Has she developed psychosis? Was her brain damaged from the lack of oxygen?
After over 30 years of research, scientists have concluded that this is not the case. Instead, they think that this phenomenon is something today’s science is yet to understand, and that it is an opportunity for the advancement of science.
The phenomenon was coined near-death experiences
(NDEs) in the 1975 book “Life After Life” by Raymond Moody, M.D. and Ph.D. in
philosophy and psychology. NDEs generally include cognitive, affective,
paranormal, and transcendental experiences.
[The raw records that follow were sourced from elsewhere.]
PR #978, opened 2023-03-01
ESM support

### LINKED ISSUE #977: ESM support
In a node.js environment, Papa parse only supports commonjs. I will create a PR to add ESM support.

btakita:
fixes https://github.com/mholt/PapaParse/issues/977

### DIFF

Examples of NDEs include experiencing a change in
one’s perception and way of thinking, feeling peace or calmness, gaining
extrasensory perception (ESP), going through a review of one’s life and seeing
the effects of one’s actions on others, a feeling of leaving the body, seeing
deceased people and other beings such as angels, and feeling as if one has
entered another dimension.
NDEs are encountered by people of all backgrounds, and
most studies find the prevalence of NDEs to be 10–20 percent of people who have
come close to death.
Interest in studying NDEs was sparked after the
publication of Moody’s book. Then in 1981, the International Association for
Near-Death Studies (IANDS) was founded “to promote responsible,
multi-disciplinary exploration of near-death and similar experiences, their
effects on people’s lives, and their implications for beliefs about life,
death, and human purpose,” according to the IANDS website.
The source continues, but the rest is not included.